President Trump confirmed an open-ended ceasefire extension tied to "tangible progress" in negotiations — a formulation that gives Washington maximum flexibility to define terms at will. But US Treasury Secretary Scott Bessent simultaneously confirmed that the Navy will continue enforcing restrictions on Iranian ports to curtail Tehran's revenue streams. The same morning that markets rallied on blockade-easing signals, the Treasury Secretary reaffirmed the blockade's continuation without qualification.
That contradiction — one hand signalling flexibility, the other confirming the status quo — is the defining feature of the current diplomatic landscape, and it should give AUD/JPY bulls genuine pause. A market that prices in optimism and then rediscovers that nothing has fundamentally changed is a market vulnerable to rapid and painful reversal.
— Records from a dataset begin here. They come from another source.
PR #1069, opened 2023-06-02
Fix arithmetic stark padding

Nashtare:
The current padding only applies up to 65536 rows. For some ethereum tests of the test suite (for instance `GeneralStateTests/stSpecialTest/deploymentError`), the ArithmeticStark trace becomes larger and a panic arises.
This handles proper padding in those cases.

### DIFF
--- a/evm/src/arithmetic/arithmetic_stark.rs
+++ b/evm/src/arithmetic/arithmetic_stark.rs
@@ -138,8 +138,10 @@ impl<F: RichField, const D: usize> ArithmeticStark<F, D> {
         }
 
         // Pad the trace with zero rows if it doesn't have enough rows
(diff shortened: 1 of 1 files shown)


unzvfu:
Thanks, this looks good!

To get the CI to pass, could you please pull the latest changes from `main` (specifically 8153dc7825930c3aa92ae0694cab56188322b4ac) which will fix the build failure?

Nashtare:
Sure! Sorry about that!

unzvfu:
> Sure! Sorry about that!

Oh, not at all; I pushed that fix just a few minutes after you opened this PR, so I wouldn't expect you to have spotted it! :)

The most strategically significant development of the session received less immediate attention than the headline: the UK Defence Ministry confirmed that military planners from more than 30 nations will convene in London for two days to advance plans for reopening the Strait of Hormuz and finalise operational details. This is not diplomacy. This is a military planning conference — a signal that force remains very much on the table as a mechanism of last resort and that the international community is no longer willing to wait indefinitely for a negotiated resolution.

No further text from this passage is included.